> _TASK OBJECTIVE_:
Pull out each line of the records holding the string "current".

> _RECORDS_:
==============================

PR #1669, opened 2020-04-18
Fix example flags for new options/settings model

solvingj:


jgsogo:
I've created a PR to Conan fixing this typo.  We need to update here the output for all the commands affected https://github.com/conan-io/conan/pull/6937

danimtb:
@solvingj there is a script that updates the commands help pages here https://github.com/conan-io/docs/blob/develop/commands_help_update.py (the code is horrible but should do the job). You will need to have Conan installed from sources in your environment with the changes you want to update the documentation with.

jgsogo:
> @solvingj there is a script that updates the commands help pages here https://github.com/conan-io/docs/blob/develop/commands_help_update.py (the code is horrible but should do the job). You will need to have Conan installed from sources in your environment with the changes you want to update the documentation with.

Why was I not aware of that script? I've modified those lines several times by hand... 😭

solvingj:
Will use the script to re-submit a PR with more complete update/fix of all such inaccuracies after 1.25 release.

solvingj:
@danimtb can we create a PR template which mentions this script so that users see it any time a user creates a PR ?

danimtb:
yes, I think we can add that to the this repo

PR #1695, opened 2020-05-12
Master

memsharded:


reference/tools.rst
```diff
@@ -67,7 +67,7 @@ If **arch** or **compiler_version** is specified, it will ignore the settings an
 for these parameters.
 
 Parameters:
-    - **settings** (Required): Conanfile settings. Use ``self.settings``.
+    - **conanfile** (Required): Conanfile object. Use ``self`` in a ``conanfile.py``.
```
danimtb, line 70: Should this indicate that this is also backward compatible with a ``settings`` argument?

danimtb: Should this change be done in `vcvars_dict()` and `vcvars()` as well?

reference/tools.rst
```diff
@@ -810,19 +810,31 @@ tools.cross_building()
...
 
     from conans import tools
 
-    if tools.cross_building(self.settings):
+    if tools.cross_building(self):
         # Some special action
 
 Parameters:
-    - **settings** (Required): Conanfile settings. Use ``self.settings``.
+    - **conanfile** (Required): Conanfile object. Use ``self`` in a ``conanfile.py``.
```
danimtb, line 837: Is this backward compatible with a `settings` argument as well?

memsharded: No, we don't want them to be passing settings anymore. The argument in latest Conan is a conanfile. Yes, it might not break, but that is a different story.

reference/tools.rst
danimtb: I have opened an issue about this here https://github.com/conan-io/conan/issues/7009

PR #1715, opened 2020-05-25
- docs for tools.msvs_toolset

SSE4:
docs for https://github.com/conan-io/conan/issues/7061

### DIFF
--- a/reference/tools.rst
+++ b/reference/tools.rst
@@ -1756,14 +1756,14 @@ tools.msvs_toolset()
 
 .. code-block:: python
 
-    def msvs_toolset(settings)
+    def msvs_toolset(conanfile)
 
-Returns the corresponding Visual Studio platform toolset based on the settings. For instance, it may return ``v142``
+Returns the corresponding Visual Studio platform toolset based on the settings of the given ``conanfile``. For instance, it may return ``v142``
 for ``compiler=Visual Studio`` with ``compiler.version=16``. If ``compiler.toolset`` was set in settings, it has a
 priority and always returned.
 
 Parameters:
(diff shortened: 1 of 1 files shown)


reference/tools.rst
```diff
@@ -1747,3 +1747,20 @@ for ``compiler.cppstd=17``, and so on.
 
 Parameters:
     - **settings** (Required): Conanfile settings. Use ``self.settings``.
+
+
+.. _tools.msvs_toolset:
+
+tools.msvs_toolset():
+---------------------
```
danimtb, line 1755:
```suggestion
tools.msvs_toolset()
--------------------
```

reference/tools.rst
```diff
@@ -1747,3 +1747,20 @@ for ``compiler.cppstd=17``, and so on.
...
+
+.. code-block:: python
+
+    def msvs_toolset(settings)
+
+Returns the corresponding Visual Studio platform toolset based on the settings. For instance, it may return ``v142``
+for ``compiler=Visual Studio`` with ``compiler.version=16``. If ``compiler.toolset`` was set in settings, it has a
+priority and always returned.
```
danimtb, line 1763: this means that the tool has no effect and it just returns the ``compiler.toolset`` value, right?

SSE4: correct, the only effect is returning `compiler.toolset` value in this case

jgsogo:
Oh! There are conflicting files

SSE4:
how come? I already solved conflicts yesterday. I've checked about 1 hour ago, there were no conflicts!

PR #1722, opened 2020-06-02
Documentation for components and cmake_find_package generator

danimtb:
Docs for https://github.com/conan-io/conan/pull/7108

### DIFF
--- a/reference/generators/cmake_find_package.rst
+++ b/reference/generators/cmake_find_package.rst
@@ -55,8 +55,56 @@ utilities exported by the package available for consumers just by setting `find_
 Moreover, this also adjusts `CMAKE_MODULE_PATH` and `CMAKE_PREFIX_PATH` to the values declared by the package in ``cpp_info.buildirs``, so
 modules in those directories can be found.
 
-Target in Find<PKG-NAME>.cmake
-------------------------------
+Components
+++++++++++
+
+If a recipe defines different components using ``self.cpp_info.components``, the variables declared in *Find<PKG-NAME>.cmake* will be:
+
++------------------------------------+-----------------------------------------------------------------------------------------------------+
+| NAME                               | VALUE                                                                                               |
++====================================+=====================================================================================================+
+| <PKG-NAME>_FOUND                   | Set to 1                                                                                            |
++------------------------------------+-----------------------------------------------------------------------------------------------------+
+| <PKG-NAME>_VERSION                 | Package version                                                                                     |
++------------------------------------+-----------------------------------------------------------------------------------------------------+
+| <PKG-NAME>_COMPONENTS              | List of components of the package                                                                   |
++------------------------------------+-----------------------------------------------------------------------------------------------------+
+| <COMP-NAME>_INCLUDE_DIRS           | Containing all the include directories of the component                                             |
++------------------------------------+-----------------------------------------------------------------------------------------------------+
+| <COMP-NAME>_INCLUDE_DIR            | Containing the first include directory declared by the component                                    |
++------------------------------------+-----------------------------------------------------------------------------------------------------+
+| <COMP-NAME>_INCLUDES               | Same as ``<COMP-NAME>_INCLUDE_DIRS``                                                                |
++------------------------------------+-----------------------------------------------------------------------------------------------------+
+| <COMP-NAME>_LIB_DIRS               | Containing all the library directories of the component                                             |
++------------------------------------+-----------------------------------------------------------------------------------------------------+
+| <COMP-NAME>_RES_DIRS               | Containing all the resources directories of the component                                           |
++------------------------------------+-----------------------------------------------------------------------------------------------------+
+| <COMP-NAME>_DEFINITIONS            | Definitions of the component                                                                        |
++------------------------------------+-----------------------------------------------------------------------------------------------------+
+| <COMP-NAME>_COMPILE_DEFINITIONS    | Definitions of the component                                                                        |
++------------------------------------+-----------------------------------------------------------------------------------------------------+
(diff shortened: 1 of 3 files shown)


reference/generators/cmake_find_package.rst
```diff
@@ -55,8 +55,56 @@ utilities exported by the package available for consumers just by setting `find_
 Moreover, this also adjusts `CMAKE_MODULE_PATH` and `CMAKE_PREFIX_PATH` to the values declared by the package in ``cpp_info.buildirs``, so
 modules in those directories can be found.
 
-Target in Find<PKG-NAME>.cmake
-------------------------------
+Components
+++++++++++
```
jgsogo, line 59: I would expect previous variables (`<PKG-NAME>_INCLUDE_DIRS`, `<PKG-NAME>_SYSTEM_LIBS`,...) to be available too, so _"if using components these variables will be added to the ones listed before:"_:

reference/generators/cmake_find_package.rst
```diff
@@ -55,8 +55,56 @@ utilities exported by the package available for consumers just by setting `find_
...
++====================================+=====================================================================================================+
+| <PKG-NAME>_FOUND                   | Set to 1                                                                                            |
++------------------------------------+-----------------------------------------------------------------------------------------------------+
+| <PKG-NAME>_VERSION                 | Package version                                                                                     |
++------------------------------------+-----------------------------------------------------------------------------------------------------+
+| <PKG-NAME>_COMPONENTS              | List of components of the package                                                                   |
++------------------------------------+-----------------------------------------------------------------------------------------------------+
+| <COMP-NAME>_INCLUDE_DIRS           | Containing all the include directories of the component                                             |
```
jgsogo, line 72: I'm not sure if these variables should have the package as prefix: `<PKG-NAME>_<COMP-NAME>_INCLUDE_DIRS`, otherwise there can be collisions between packages with components with the same name.

Maybe we should have a look to existing CMake's modules and see if (and how) they expose information about components.

reference/generators/cmake_find_package.rst
```diff
@@ -55,8 +55,56 @@ utilities exported by the package available for consumers just by setting `find_
...
++------------------------------------+-----------------------------------------------------------------------------------------------------+
+| <COMP-NAME>_FRAMEWORKS             | Framework names to do a `find_library()`                                                            |
++------------------------------------+-----------------------------------------------------------------------------------------------------+
+| <COMP-NAME>_FRAMEWORK_DIRS         | Framework directories to perform the `find_library()` of <PKG-NAME>_FRAMEWORKS                      |
++------------------------------------+-----------------------------------------------------------------------------------------------------+
+| <COMP-NAME>_DEPENDENCIES           | List of requirements                                                                                |
++------------------------------------+-----------------------------------------------------------------------------------------------------+
+
+Being ``<COMP-NAME>`` the component name used as key in the components dictionary (by default) or the one declared in ``cpp_info.name`` or
+in ``cpp_info.names["cmake_find_package"]`` if specified
```
jgsogo, line 104: Here it should be  `self.cpp_info.components["cmp"].name` and `self.cpp_info.components["cmp"].names["cmake_find_package "]`. Probably too long but... 🤷

MGritsenko:
Trying new components feature, seems like I miss some detail.  
I've created a project which has two targets, core.dll and runner.exe. Core.dll depends on Qt5::Core. Runner.exe depends on core.dll.

Also I've created a conan recipe conanfile.py.

**I defined qt in requirements:**

```
def requirements(self):
        self.requires("qt/e5.12.4@mikhail/testing", private=False)
```
**In package_info I use components:**

```
def package_info(self):
    self.cpp_info.components["core"].libs = ["core"]
    self.cpp_info.components["core"].requires = ["qt"]
    self.cpp_info.components["runner"].requires = ["core"]
```

**On build I have error:**

> File "C:\Users\user\AppData\Roaming\Python\Python37\site-packages\conans\client\installer.py", line 571, in _call_package_info raise ConanException("%s package_info(): %s" % (str(conanfile), e)) conans.errors.ConanException: lexer/1.0.0@mikhail/testing package_info(): Package require 'qt' not used in components requires

I assume I miss some detail. I would appreciate any advice or reference to read about.

danimtb:
There is an example here https://docs.conan.io/en/latest/reference/conanfile/attributes.html#cpp-info

```
self.cpp_info.components["crypto"].requires = ["zlib::zlib"]  # Depends on all components in zlib package
```

In your case, if you want a component to depend on the whole `qt` package requirement you will have to specify:

```
self.cpp_info.components["core"].requires = ["qt::qt"]
```

Please try that and let me know if it works.  Thanks for trying this new feature!

MGritsenko:
> There is an example here https://docs.conan.io/en/latest/reference/conanfile/attributes.html#cpp-info
> 
> ```
> self.cpp_info.components["crypto"].requires = ["zlib::zlib"]  # Depends on all components in zlib package
> ```
> 
> In your case, if you want a component to depend on the whole `qt` package requirement you will have to specify:
> 
> ```
> self.cpp_info.components["core"].requires = ["qt::qt"]
> ```
> 
> Please try that and let me know if it works. Thanks for trying this new feature!

Thank you for your reply. Unfortunately it does not work. Continue to investigate..

MGritsenko:
> There is an example here https://docs.conan.io/en/latest/reference/conanfile/attributes.html#cpp-info
> 
> ```
> self.cpp_info.components["crypto"].requires = ["zlib::zlib"]  # Depends on all components in zlib package
> ```
> 
> In your case, if you want a component to depend on the whole `qt` package requirement you will have to specify:
> 
> ```
> self.cpp_info.components["core"].requires = ["qt::qt"]
> ```
> 
> Please try that and let me know if it works. Thanks for trying this new feature!

Thank you! It did help!

PR #1749, opened 2020-06-26
Fix exception in capture package version example

wdobbe:
The example to capture the package version from a CMakeLists.txt contains a wrong string suffix.
Executing the example will result in `TypeError: cannot use a bytes pattern on a string-like object`.
Replace with 'r' prefix.


danimtb:
Thank you!

PR #1752, opened 2020-06-29
Updated docs for conan new --template

TheQwertiest:
Docs for the following feature: https://github.com/conan-io/conan/pull/7215
Note: command line `--help` output was not updated, because it appears that it's heavily outdated for a lot of files anyway (i.e. `commands_help_update.py` changes a lot of files).

### DIFF
--- a/reference/commands/creator/new.rst
+++ b/reference/commands/creator/new.rst
@@ -109,7 +109,7 @@ Creates a new package recipe template with a 'conanfile.py' and optionally,
   - ``name`` and ``version``: defined from the command line.
   - ``package_name``: a *CamelCase* variant of the name. Any valid Conan package name like ``package_name``, ``package+name``, ``package.name`` or
     ``package-name`` will be converted into a suitable name for a Python class, ``PackageName``.
-  - ``conan_version``: a string containing current conan version, e.g. ``1.24.0``.
+  - ``conan_version``: an object that renders as the current Conan version, e.g. ``1.24.0``.
 
 - Create files from a custom, predefined user template directory:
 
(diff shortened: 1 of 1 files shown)


reference/commands/creator/new.rst
```diff
@@ -87,22 +87,51 @@ Creates a new package recipe template with a 'conanfile.py' and optionally,
...
-  Where ``name`` and ``version`` placeholders are defined from the command line, and ``package_name`` is a *CamelCase*
-  variant of the name: any valid Conan package name like ``package_name``, ``package+name``, ``package.name`` or
-  ``package-name`` will be converted into a suitable name for a Python class, ``PackageName``.
\ No newline at end of file
+  Supported place-holders:
+  
+  - ``name`` and ``version``: defined from the command line.
+  - ``package_name``: a *CamelCase* variant of the name. Any valid Conan package name like ``package_name``, ``package+name``, ``package.name`` or
+    ``package-name`` will be converted into a suitable name for a Python class, ``PackageName``.
+  - ``conan_version``: a string containing current conan version, e.g. ``1.24.0``.
```
jgsogo, line 112:
```suggestion
  - ``conan_version``: an object that renders as the current Conan version, e.g. ``1.24.0``.
```

In the future this probably will be an actual `Version` object, people will want to check for the version in order to add some features (or not) to the generated files.

```python
class Recipe(ConanFile):
   {% if conan_version >= "1.26" %}
   toolchain = "cmake"
   {% endif %}
   ...
```

TheQwertiest:
@jgsogo , but that is not consistent with the current implementation?

TheQwertiest:
I.e. documentation should reflect the current state and not the state of the future release. It will just confuse users otherwise.

jgsogo:
IMO, documentation should reflect **how you are allowed to use something**, in this case the important bit is that it renders as a version string (this is the only thing you should do with it right now), saying it is a string is a very strong commitment. 
If we say it is a string, someone could write:

```
{% set major = conan_version.split('.', 1)[0] %}
{% if major > 1 %}
   This is Conan v2!
{% endif %}
```

and that will block us from passing any other object type (it would be a regression). If we say it renders as a string, the previous snippet should use the `str`-cast and it won't break if we change the actual string for a `Version` object.

PR #1755, opened 2020-06-30
Add components reference to cmake_find_package_multi generator

danimtb:
Docs for https://github.com/conan-io/conan/pull/7259

### DIFF
--- a/reference/generators/cmake_find_package_multi.rst
+++ b/reference/generators/cmake_find_package_multi.rst
@@ -86,7 +86,7 @@ Components
 ++++++++++
 
 If a recipe uses :ref:`components <package_information_components>`, the targets generated will be ``<PKG-NAME>::<COMP-NAME>`` with the following properties adjusted. Being
-``<COMP-NAME>`` the dictionary key used to declare the component or the alternative name declared in ``cpp_info.components["comp_name"].name`` or in 
+``<COMP-NAME>`` the dictionary key used to declare the component or the alternative name declared in
 ``cpp_info.components["comp_name"].names["cmake_find_package_multi"]`` if specified:
 
 - ``INTERFACE_INCLUDE_DIRECTORIES``: Containing all the include directories of the component.
@@ -96,4 +96,4 @@ If a recipe uses :ref:`components <package_information_components>`, the targets
 
 Moreover, a global target ``<PKG-NAME>::<PKG-NAME>`` will be declared with the following properties adjusted:
 
-- ``INTERFACE_LINK_LIBRARIES``: Containing all the component targets to link the global target to (includes package's components only).
+- ``INTERFACE_LINK_LIBRARIES``: Containing the list of targets for all the components in the package.
--- a/reference/generators/cmake_find_package_multi.rst
+++ b/reference/generators/cmake_find_package_multi.rst
@@ -86,7 +86,7 @@ Components
 ++++++++++
 
 If a recipe uses :ref:`components <package_information_components>`, the targets generated will be ``<PKG-NAME>::<COMP-NAME>`` with the following properties adjusted. Being
-``<COMP-NAME>`` the dictionary key used to declare the component or the alternative name declared in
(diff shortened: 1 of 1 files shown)


reference/generators/cmake_find_package_multi.rst
```diff
@@ -46,6 +46,7 @@ A target named ``<PKG-NAME>::<PKG-NAME>`` target is generated with the following
 - ``INTERFACE_INCLUDE_DIRECTORIES``: Containing all the include directories of the package.
 - ``INTERFACE_LINK_LIBRARIES``: Library paths to link.
 - ``INTERFACE_COMPILE_DEFINITIONS``: Definitions of the library.
+- ``INTERFACE_COMPILE_OPTIONS``: Compile options of the library.
```
danimtb, line 49: this was missing from the documentation although it is taken as an example down below

reference/generators/cmake_find_package_multi.rst
```diff
@@ -81,3 +82,18 @@ the *CMakeLists.txt*.
 Moreover, this also adjusts `CMAKE_MODULE_PATH` and `CMAKE_PREFIX_PATH` to the values declared by the package in ``cpp_info.buildirs``, so
 modules in those directories can be found.
 
+Components
+++++++++++
+
+If a recipe uses :ref:`components <package_information_components>`, the targets generated will be ``<PKG-NAME>::<COMP-NAME>`` with the following properties adjusted. Being
+``<COMP-NAME>`` the package name used in the reference (by default) or the one declared in ``cpp_info.components["comp_name"].name`` or in
```
jgsogo, line 89:
```suggestion
``<COMP-NAME>`` the dictionary key used to declare the component or the alternative name declared in ``cpp_info.components["comp_name"].name`` or in 
```

memsharded, line 89: Do not document the ``cpp_info.components["comp_name"].name`` if we are planning to leave only the ``names`` one.

reference/generators/cmake_find_package_multi.rst
```diff
@@ -81,3 +82,18 @@ the *CMakeLists.txt*.
...
+``cpp_info.components["comp_name"].names["cmake_find_package_multi"]`` if specified:
+
+- ``INTERFACE_INCLUDE_DIRECTORIES``: Containing all the include directories of the component.
+- ``INTERFACE_LINK_LIBRARIES``: Containing the targets to link the component to (includes component's libraries and dependencies).
+- ``INTERFACE_COMPILE_DEFINITIONS``: Containing the definitions of the component.
+- ``INTERFACE_COMPILE_OPTIONS``: Containing the compile options of the component.
+
+Moreover, a global target ``<PKG-NAME>::<PKG-NAME>`` will be declared with the following properties adjusted:
+
+- ``INTERFACE_LINK_LIBRARIES``: Containing all the component targets to link the global target to (includes package's components only).
```
jgsogo, line 99:
```suggestion
- ``INTERFACE_LINK_LIBRARIES``: Containing the list of targets for all the components in the package.
```

reference/generators/cmake_find_package_multi.rst
jgsogo: Are we going to remove the `name`? The `name` assign the same value to all the generators, I think it is useful.... what we want to remove is **reading the `name` value**, it makes no sense to retrieve a _name_ if not for a concrete generator

memsharded: Not what I understood, I thought that we wanted to simplify that, and make everything explicit per-generator. But I am fine with it, just lets make sure that we are all aligned.

jgsogo: We need to maintain the setter for `name`. It will help to change the name of a package (i.e.: [pro-mdnsd](https://github.com/conan-io/conan-center-index/blob/master/recipes/pro-mdnsd/all/conanfile.py), it is not using this approach, but it would be much better):

```python
class Recipe
    name = "pro-mdnsd"

    def package_info:
        self.cpp_info.name = "mdnsd"
```

You really want all the generators to use name "mdnsd", but you cannot list all the generators... you don't even know all the generators.

PR #1759, opened 2020-07-01
Remove experimental warning

czoido:
This PR removes from experimental two conan features:

- Revisions
- The use of scm mode but only when used with `scm_to_conandata`

### DIFF
--- a/creating_packages/package_repo.rst
+++ b/creating_packages/package_repo.rst
@@ -101,8 +101,9 @@ Capturing the Remote and Commit: ``scm``
 
 .. warning::
 
-    Depending on the use, this feature may be considered **experimental** and subject to breaking
-    changes in future releases. See :ref:`note <scm_to_conandata_note>` below.
+    This is an **experimental** feature subject to breaking changes in future releases. Depending on
+    the use, this is feature may be considered **experimental**. See :ref:`note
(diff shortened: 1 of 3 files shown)


creating_packages/package_repo.rst
```diff
@@ -101,7 +101,8 @@ Capturing the Remote and Commit: ``scm``
 
 .. warning::
 
-    This is an **experimental** feature subject to breaking changes in future releases.
+    Depending on the use, this feature may be considered **experimental** and subject to breaking
+    changes in future releases. See :ref:`note <scm_to_conandata_note>` below.
```
jgsogo, line 105: I'd add everything here, not referring to another note below

reference/conanfile/attributes.rst
```diff
@@ -1257,7 +1257,8 @@ scm
 
 .. warning::
 
-    This is an **experimental** feature subject to breaking changes in future releases.
+    Depending on the use, this is feature may be considered **experimental** and subject to breaking
+    changes in future releases. See :ref:`note <scm_to_conandata_note>` below.
```
jgsogo, line 1261: Same here, I would keep the "experimental warning/note" everything inside a single callout.

PR #1766, opened 2020-07-03
Update tools.rst

wdobbe:
Indicate that tools.remove+files_by_mask() will remove files also in sub directories.


danimtb:
thank you!

PR #1952, opened 2020-12-03
conan.tools.microsoft docs

memsharded:
Docs for: https://github.com/conan-io/conan/pull/8014


czoido:
I think we should point this one to the release/1.32.0 branch so that after the 1.33 is launched we don't lose this in the docs generated for 1.32

czoido (approved):

PR #1958, opened 2020-12-05
tools: Add description for flatten_directory()

MaciejKucia:


MaciejKucia:
This is now resolved through new option in tools.unzip

PR #1963, opened 2020-12-11
Fix conanfile.py in make.rst

zabereer:
There is no "Make" in scope, this is also consistent with docs/creating_packages/toolchains/make.rst.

==============================

> _EXERCISE OUTPUT_:
-  - ``conan_version``: a string containing current conan version, e.g. ``1.24.0``.
+  - ``conan_version``: an object that renders as the current Conan version, e.g. ``1.24.0``.
+  - ``conan_version``: a string containing current conan version, e.g. ``1.24.0``.
  - ``conan_version``: an object that renders as the current Conan version, e.g. ``1.24.0``.
@jgsogo , but that is not consistent with the current implementation?
I.e. documentation should reflect the current state and not the state of the future release. It will just confuse users otherwise.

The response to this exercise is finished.